■ PROBLEM DESCRIPTION ■
Search the entries for the word "classes" and report each line that has it.

(Stored records)
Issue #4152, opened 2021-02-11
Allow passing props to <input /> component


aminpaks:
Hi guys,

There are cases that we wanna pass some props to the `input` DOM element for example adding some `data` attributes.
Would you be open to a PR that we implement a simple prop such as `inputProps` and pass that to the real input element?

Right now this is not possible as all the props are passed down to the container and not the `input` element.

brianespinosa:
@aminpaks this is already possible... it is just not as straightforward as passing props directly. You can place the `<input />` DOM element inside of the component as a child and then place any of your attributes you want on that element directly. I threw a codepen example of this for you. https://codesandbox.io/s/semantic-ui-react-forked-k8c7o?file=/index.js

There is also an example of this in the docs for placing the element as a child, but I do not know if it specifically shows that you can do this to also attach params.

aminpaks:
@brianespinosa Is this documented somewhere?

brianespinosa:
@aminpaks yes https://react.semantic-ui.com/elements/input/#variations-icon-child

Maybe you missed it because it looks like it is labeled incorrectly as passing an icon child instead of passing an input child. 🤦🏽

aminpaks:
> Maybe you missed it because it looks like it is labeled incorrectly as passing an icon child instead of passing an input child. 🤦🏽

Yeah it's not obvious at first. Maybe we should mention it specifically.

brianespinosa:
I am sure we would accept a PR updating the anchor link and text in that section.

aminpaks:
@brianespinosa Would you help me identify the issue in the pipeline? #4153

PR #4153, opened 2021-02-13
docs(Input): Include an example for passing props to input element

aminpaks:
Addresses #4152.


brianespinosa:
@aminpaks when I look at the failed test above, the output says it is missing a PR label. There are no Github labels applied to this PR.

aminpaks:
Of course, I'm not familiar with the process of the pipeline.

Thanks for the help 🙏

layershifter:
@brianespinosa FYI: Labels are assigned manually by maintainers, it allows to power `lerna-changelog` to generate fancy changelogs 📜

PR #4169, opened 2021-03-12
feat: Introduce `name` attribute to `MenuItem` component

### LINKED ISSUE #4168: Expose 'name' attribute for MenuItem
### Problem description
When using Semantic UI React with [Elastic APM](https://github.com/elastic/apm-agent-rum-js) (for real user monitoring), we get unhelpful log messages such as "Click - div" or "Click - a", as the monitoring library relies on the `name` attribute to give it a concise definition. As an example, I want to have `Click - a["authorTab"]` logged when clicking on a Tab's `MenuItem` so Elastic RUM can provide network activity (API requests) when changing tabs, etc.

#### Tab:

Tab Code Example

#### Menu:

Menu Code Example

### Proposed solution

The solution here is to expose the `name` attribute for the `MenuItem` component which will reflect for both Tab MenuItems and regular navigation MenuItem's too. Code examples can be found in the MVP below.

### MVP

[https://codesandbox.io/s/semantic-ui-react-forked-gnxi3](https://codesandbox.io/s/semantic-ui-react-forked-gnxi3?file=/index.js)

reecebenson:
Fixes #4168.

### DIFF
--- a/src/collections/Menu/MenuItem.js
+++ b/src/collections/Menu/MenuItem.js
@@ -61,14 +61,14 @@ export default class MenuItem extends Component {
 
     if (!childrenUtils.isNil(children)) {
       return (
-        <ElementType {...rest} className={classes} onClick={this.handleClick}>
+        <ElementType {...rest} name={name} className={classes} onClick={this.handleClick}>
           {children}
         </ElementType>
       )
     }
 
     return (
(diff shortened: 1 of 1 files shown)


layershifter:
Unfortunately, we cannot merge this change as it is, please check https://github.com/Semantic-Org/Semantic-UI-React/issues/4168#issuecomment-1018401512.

==

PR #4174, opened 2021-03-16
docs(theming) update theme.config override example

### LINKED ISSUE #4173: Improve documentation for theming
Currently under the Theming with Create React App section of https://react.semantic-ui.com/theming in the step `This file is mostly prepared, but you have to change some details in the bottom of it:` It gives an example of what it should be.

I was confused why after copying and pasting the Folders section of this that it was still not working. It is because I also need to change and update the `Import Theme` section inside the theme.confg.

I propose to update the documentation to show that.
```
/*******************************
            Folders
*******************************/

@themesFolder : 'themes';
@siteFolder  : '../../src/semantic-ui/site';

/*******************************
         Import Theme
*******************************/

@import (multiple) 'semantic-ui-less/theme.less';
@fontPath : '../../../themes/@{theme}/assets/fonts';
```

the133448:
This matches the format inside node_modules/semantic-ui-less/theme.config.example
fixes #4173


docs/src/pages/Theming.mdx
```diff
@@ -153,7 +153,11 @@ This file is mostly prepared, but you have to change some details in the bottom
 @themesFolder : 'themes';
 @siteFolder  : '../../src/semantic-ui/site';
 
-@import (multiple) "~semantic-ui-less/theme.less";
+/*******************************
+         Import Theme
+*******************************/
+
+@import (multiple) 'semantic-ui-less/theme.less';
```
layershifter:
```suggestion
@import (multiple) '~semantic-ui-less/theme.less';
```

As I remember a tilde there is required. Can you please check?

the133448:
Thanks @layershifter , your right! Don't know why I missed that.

■ SOLUTION ■
-        <ElementType {...rest} className={classes} onClick={this.handleClick}>
+        <ElementType {...rest} name={name} className={classes} onClick={this.handleClick}>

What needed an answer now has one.